## [Prompt]
Provide only the number of lines in the data below that contain the string "change".

*** Provided material Section Begins ***

PR #451, opened 2022-09-05
completed first approach

sofiichuk:
### a tiny js world: first approach

[Demo](https://sofiichuk.github.io/a-tiny-JS-world) |
[Code base](https://github.com/sofiichuk/a-tiny-JS-world/blob/populate-world/index.js)

Please, review.


sofiichuk:
checked

sofiichuk:
hi.
it does work indeed)
i checked.
although i could've change it by the means of inheritance (as i did here - https://github.com/sofiichuk/a-tiny-JS-world/blob/OOP-exercise/index.js).
but the goal was - to do it without learning OOP approach ( i was really unaware of) - and so did i.
so do i have to change anything yet?

artem-trubin:
Well yes, your catwoman does say what the cat *initially* says, but that's why I marked *ANYTIME* in my comment. Consider this:

```js
const cat = { saying: "First test" };
const catwoman = { saying: cat.saying };
console.log(catwoman.saying) // this will be "First test"
cat.saying = "Second test";
console.log(catwoman.saying) // this should be "Second test", but with your implementation, it will still be "First test"
```

So you need to find a way to *connect* those values in some way. And yes, for the means of this task, without using classes syntax.

sofiichuk:
spend so much time...
why hadn't you told me how to solve it?
fixed that finally

artem-trubin (approved):
GJ, it works, but please check my comment below and keep it in mind in the future.

submissions/sofiichuk/a-tiny-js-world/index.js
```diff
@@ -0,0 +1,57 @@
...
+const catWoman = {
+    species: 'chimera',
+    name: 'undefined',
+    gender: 'undefined',
+    legs: 'undefined',
+    hands: 'undefined',
+    friends: 'undefined'
+};
+
+Object.setPrototypeOf(catWoman, cat);
```
artem-trubin, line 50: This is the second time I see `Object.setPrototypeOf`, did anyone tell you to use it? [Specs](https://developer.mozilla.org/en-US/docs/Web/JavaScript/Reference/Global_Objects/Object/setPrototypeOf) say it is a very slow method and there is an alternative - `Object.create()`. Or you could've used `bind`. Anyway, keep these in mind.

sofiichuk: at first i tried to transform cat.saying to an object/array to pass it by reference;
then i tried to combine cat and catwoman props using object.assign;
i failed with both;
then i found out people handle this with a __proto__;
but i had already known that using __proto__ in an explicit way is strongly not recommended;
so i continued searchin for smth similar as a substitution;
nth-google-request was "set prototype" and it led to setPrototype method;
(and now i see it's no better than using __proto__ - but already afterwards)

artem-trubin: Got it, nice research)

PR #20, opened 2016-11-03
build(webpack): @angular/layouts webpack alias

joshwiens:
- Custom resolver to allow library-like import syntax as opposed to relative file path

screen shot 2016-11-03 at 2 22 31 am


d3viant0ne:
From a webpack standpoint it works when you bundle and run the demo. That said, something like `vscode` is always going to read that alias as an error as the alias isn't valid until you fire up the dev server and bundle everything. For a smarter IDE like Webstore, it's more annoying than a little red squiggly. 

I closed the PR because given the side effects for the `nice to have` I was pretty sure you weren't going to actually want it in #master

*** Provided material Section Ends ***

## [Result of the exercise]
2